# Griptilian bladeplay. What's wrong?



## GunnarGG (Aug 23, 2011)

Let’s see if I can explain this in an understandable way. 

I have a Griptilian 551 since a little more than one year. 
It is very hard to open/close unless I open the pivot screw so much that there is a lot of bladeplay.

I then got a mini griptilian a few month ago and noticed the difference. It's very smooth, if I open the axis lock the blade moves freely and there is still no bladeplay at all.

When I measure on my mini griptilian the distance between the liners in the upper part of the knife next to the spacer that stops the blade in open position that distance is 3.35 mm. 
The distance between the liners on the other side, where the finger choil is that is also 3.35mm. 
That means that the liners are parallel, right?

There is no bladeplay at all and that means that the thickness of the blade + the 2 washers is also 3.35 mm (or maybe some 1/100 mm less).

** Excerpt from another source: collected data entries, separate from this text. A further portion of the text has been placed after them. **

PR #380, opened 2020-08-25
Add Double API to RBS

Afront:
As of now, there are some issues with doubles for RBS. In order to mitigate those issues, the Double API was made so that users can declare the double suite they are using and ignore unwanted classes.

### DIFF
--- a/lib/rbs/test/setup_helper.rb
+++ b/lib/rbs/test/setup_helper.rb
@@ -24,6 +24,24 @@ module RBS
           int_size
         end
       end
+
+      def to_double_class(double_suite)
+        return nil unless double_suite
+
+        double_class = ENV['RBS_TEST_DOUBLE_CLASS']
+        RBS.logger.warn "Both the double class #{double_class} and double suite (#{double_suite}) are set!" if double_class == double_suite
+
+        case double_suite.downcase.strip
+        when 'rspec'
+          '::RSpec::Mocks::Double'
+        when 'minitest'
+          '::Minitest::Mock'        
+        else
+          RBS.logger.warn "Unknown test suite - defaults to nil"
+          nil
+        end
+      end
+
     end
   end
 end
--- a/lib/rbs/test/setup_helper.rb
+++ b/lib/rbs/test/setup_helper.rb
@@ -28,14 +28,11 @@ module RBS
       def to_double_class(double_suite)
         return nil unless double_suite
 
-        double_class = ENV['RBS_TEST_DOUBLE_CLASS']
-        RBS.logger.warn "Both the double class #{double_class} and double suite (#{double_suite}) are set!" if double_class == double_suite
-
         case double_suite.downcase.strip
         when 'rspec'
-          '::RSpec::Mocks::Double'
+          ['::RSpec::Mocks::Double']
         when 'minitest'
-          '::Minitest::Mock'        
+          ['::Minitest::Mock'] 
         else
           RBS.logger.warn "Unknown test suite - defaults to nil"
           nil
--- a/lib/rbs/test/type_check.rb
+++ b/lib/rbs/test/type_check.rb
@@ -4,15 +4,17 @@ module RBS
       attr_reader :self_class
       attr_reader :builder
       attr_reader :sample_size
+      attr_reader :double_suite
 
       attr_reader :const_cache
 
       DEFAULT_SAMPLE_SIZE = 100
 
-      def initialize(self_class:, builder:, sample_size:)
+      def initialize(self_class:, builder:, sample_size:, double_suite:)
         @self_class = self_class
         @builder = builder
         @sample_size = sample_size
+        @double_suite = double_suite
         @const_cache = {}
       end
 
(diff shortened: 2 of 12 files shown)


lib/rbs/test/setup_helper.rb
```diff
@@ -24,6 +24,24 @@ def get_sample_size(string)
           int_size
         end
       end
+
+      def to_double_class(double_suite)
+        return nil unless double_suite
+
+        double_class = ENV['RBS_TEST_DOUBLE_CLASS']
```
soutaro, line 31: `RBS_TEST_IGNORED_CLASSES` ?

lib/rbs/test/setup_helper.rb
```diff
@@ -24,6 +24,21 @@ def get_sample_size(string)
           int_size
         end
       end
+
+      def to_double_class(double_suite)
+        return nil unless double_suite
+
+        case double_suite.downcase.strip
+        when 'rspec'
+          '::RSpec::Mocks::Double'
```
soutaro, line 33: Returning an array would be better.

soutaro:
It may be better to install `rspec` for testing through `Gemfile`, and running real specs from tests.

lib/rbs/test/type_check.rb
```diff
@@ -203,7 +205,13 @@ def get_class(type_name)
         const_cache[type_name] ||= Object.const_get(type_name.to_s)
       end
 
+      def is_double?(value)
+        unchecked_classes.any? { |unchecked_class| Test.call(value, IS_AP, Object.const_get(unchecked_class))}
+      end
+
       def value(val, type)
+        return true if is_double?(val) && RBS.logger.info("A double (#{val.inspect}) is detected!")
```
soutaro, line 213: It's better to write `info` in `if` block explicitly.

```rb
if is_double?(val)
  RBS.logger.info(...)
  return true
end
```

test/rbs/test/type_check_test.rb
```diff
@@ -357,6 +363,54 @@ def test_typecheck_args
     end
   end
 
+  def test_is_double
```
soutaro, line 366: 👍

soutaro:
Could you add test cases in `runtime_test_test.rb` that confirms unit test (Minitest) and specs (RSpec) are working as we expect.

```rb
def test_minitest
  assert_test_success(..., rbs_content: <<RBS, ruby_content: <<RUBY)
class Foo
  def foo: (Integer) -> void
end
RBS
require "minitest"
require "minitest/mocks"

class FooTest < Minitest::Test
  def test_foo_mock
    # Confirm if mock is correctly ignored.
    Foo.new.foo(::Minitest::Mock.new)
  end

  def test_no_foo
    # Confirm if RBS runtime test raises errors when unexpected object is given.
    assert_raises RBS::Test::Tester::TypeError do
      Foo.new.foo("")
    end
  end
end
RUBY
end
```

test/rbs/test/runtime_test_test.rb
```diff
@@ -126,4 +126,53 @@ def world: () -> void
...
     assert_match /TypeError: \[Hello#world\]/, output
   end
+
+  def test_minitest
+    assert_test_success(rbs_content: <<RBS, ruby_content: <<RUBY)
+class Foo
+  def foo: (Integer) -> void
+end
+RBS
+require "minitest"
```
soutaro, line 136: `require "minitest/test"`

test/rbs/test/runtime_test_test.rb
```diff
@@ -126,4 +126,53 @@ def world: () -> void
 
     assert_match /TypeError: \[Hello#world\]/, output
   end
+
+  def test_minitest
+    assert_test_success(rbs_content: <<RBS, ruby_content: <<RUBY)
```
soutaro, line 131: You need to specify `RBS_TEST_TARGET` and `RBS_TEST_DOUBLE_SUITE` here.

test/rbs/test/runtime_test_test.rb
```diff
@@ -126,4 +126,53 @@ def world: () -> void
...
+    assert_raises RBS::Test::Tester::TypeError do
+      Foo.new.foo("")
+    end
+  end
+end
+RUBY
+  end
+
+  def test_rspec
+    assert_test_success(rbs_content: <<RBS, ruby_content: <<RUBY)
```
soutaro, line 155: I guess the spec is not running here too.

test/rbs/test/runtime_test_test.rb
```diff
@@ -8,18 +8,21 @@ class RBS::Test::RuntimeTestTest < Minitest::Test
   include TestHelper
 
   def test_runtime_success
+    skip
```
soutaro, line 11: Unskip other tests!

soutaro (approved):
@Afront Looks good!

* Revert `skip`s in `runtime_test_test.rb`
* I think the commits can be organized in a better way... But it's okay to merge the 29 commits.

The blade swings freely when I hold the axislock. Excellent! 

Now, I make the same measurements on the full size Griptilian:

The distance between the liners in the upper part of the knife next to the spacer that stops the blade in open position is 4.7 mm. 
The blade thickness is 2.85 mm and the washers are 0.6 mm each. 
Total thickness for blade and 2 washers is then 4.05mm. 
That gives a bladeplay of 0.65 mm.

When I tighten the pivot screw the liners comes closer to each other where the pivot screw is but the spacer on top is still 4,7 mm long of course.
That means that the liners are no longer parallel to each other but instead a little V shaped. They then starts to pinch the blade and washers in the lower part and still there is bladeplay in the upper part. If I tighten the screw so much that the bladeplay almost disappears I can not open the knife at all even with two hands.

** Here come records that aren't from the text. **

PR #383, opened 2020-08-29
Fix test command in README

mihyaeru21:
`rake test` didn't work for my environment. Added `bundle exec` to `rake test` according to `.github/workflows/ruby.yml`.


soutaro (approved):
👍

PR #386, opened 2020-08-31
Improve bigdecimal signatures

mihyaeru21:
Improve signatures for `BigDecimal` in `bigdecimal`. And create signatures for `BigMath` and `bigdecimal/math`.

Remove `BigDecimal` from `builtin/builtin.rbs`. Replace `Integer | Float | Rational | BigDecimal` in `builtin/math.rbs` to `Numeric`  to adapt to their implementations. Built in math functions can convert their args from `Numeric` to `Float`.


mihyaeru21:
> RBS::NoTypeFoundError: /__w/rbs/rbs/stdlib/builtin/math.rbs:16:47...16:57: Could not find ::BigDecimal

It seems `BigDecimal` in `builtin/math` should be put into `bigdecimal/math`. `BigDecimal` isn't a built in class.

stdlib/builtin/builtin.rbs
```diff
@@ -35,9 +35,6 @@ interface _Exception
                | (String arg0) -> Exception
 end
 
-class BigDecimal
```
soutaro, line 38: How about keeping the `BigDecimal` definition here? It will make `math.rbs` valid even without `bigdecimal` library. 

```
class BigDecimal < Numeric
  # You can find the definition of BigDecimal in bigdecimal/bigdecimal.rbs.
  # This is a dummy definition for Math module.
end
```

(Another way is to edit `math.rbs` to remove all `BigDecimal` references, and add `Math` methods overloadings in `bigdecimal` directory. I don't think this makes sense.)

mihyaeru21: I replaced `Integer | Float | Rational | BigDecimal` in `math.rbs` to `Numeric` on unpushed commit. [These args are applied `numeric_to_float` function](https://github.com/ruby/ruby/blob/0b81a48/object.c#L3829) in [their implementations](https://github.com/ruby/ruby/blob/0b81a48/math.c#L78). So I think `Numeric` is suitable for these types. How is this?

mihyaeru21:
I will add rbs for remaining sub libraries in `bigdecimal` next PR. Would you review this PR with current changes?

stdlib/builtin/builtin.rbs
soutaro: Good! It makes more sense! 👏

soutaro (approved):

soutaro:
@mihyaeru21 Thanks! I'd like to merge this PR. Opening another PR would be great if you have another proposal.

Feel free to fix up the commits if you want.

mihyaeru21:
Thank you for reviewing! There is nothing I want to fix in this PR any more.

PR #388, opened 2020-09-02
Add type signatures for some URI classes from stdlib

ahazem:
Hi 👋

I just read @soutaro's [article](https://developer.squareup.com/blog/the-state-of-ruby-3-typing/) and thought it would be great to get myself acquainted with typing in Ruby 3 if I actually get to add type signatures to some classes of `stdlib` myself, so here goes:

- [x] Added signatures for `URI::Generic`
- [x] Added signatures for `URI::File`

I'm planning to do more classes (hopefully finish the rest of classes in `URI` module) but I wanted to get some feedback first in case I'm doing something wrong or if there's anything missing.

**Please note:** some methods were left without typing (and tests) because they depend on other `URI::` based classes (like `URI::HTTP` or `URI::Parser`). As soon as we add those, I'll update them with the correct typing.

Cheers! 🥂

### DIFF
--- a/stdlib/uri/file.rbs
+++ b/stdlib/uri/file.rbs
@@ -1,0 +1,167 @@
+# URI is a module providing classes to handle Uniform Resource Identifiers
+# ([RFC2396](http://tools.ietf.org/html/rfc2396)).
+#
+# ## Features
+#
+# *   Uniform way of handling URIs.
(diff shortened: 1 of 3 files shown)


soutaro:
Hello @ahazem !

Thank you for adding RBS for URI! It is so old and big that we couldn't start working on it. 🙏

I emailed Benchmade and they answered that they should send me some other washers to try (I asked if I could fix it myself because I live in Sweden and preferred not to send the knife to them). That’s nice of them but the washers came today and have the same thickness as the original and the problem is then the same. 

So what is then wrong?

I guess the washer thickness is correct, 0.6 mm. 
Is my blade, 2.85 mm, to thin? 
Is the spacer, 4.7 mm, to long?

Maybe I have to send it to Benchmade anyway, but that will cost time and money and maybe problems with custom. I bought it from Midway Sweden and maybe they can help but I have had it for more than a year so I’m not sure about that. I’ll send them an email later.

I have tried to find some washers myself that is a little thicker without success so far, I have also thought about some thinner whashers that I could add to the washers that are already there. 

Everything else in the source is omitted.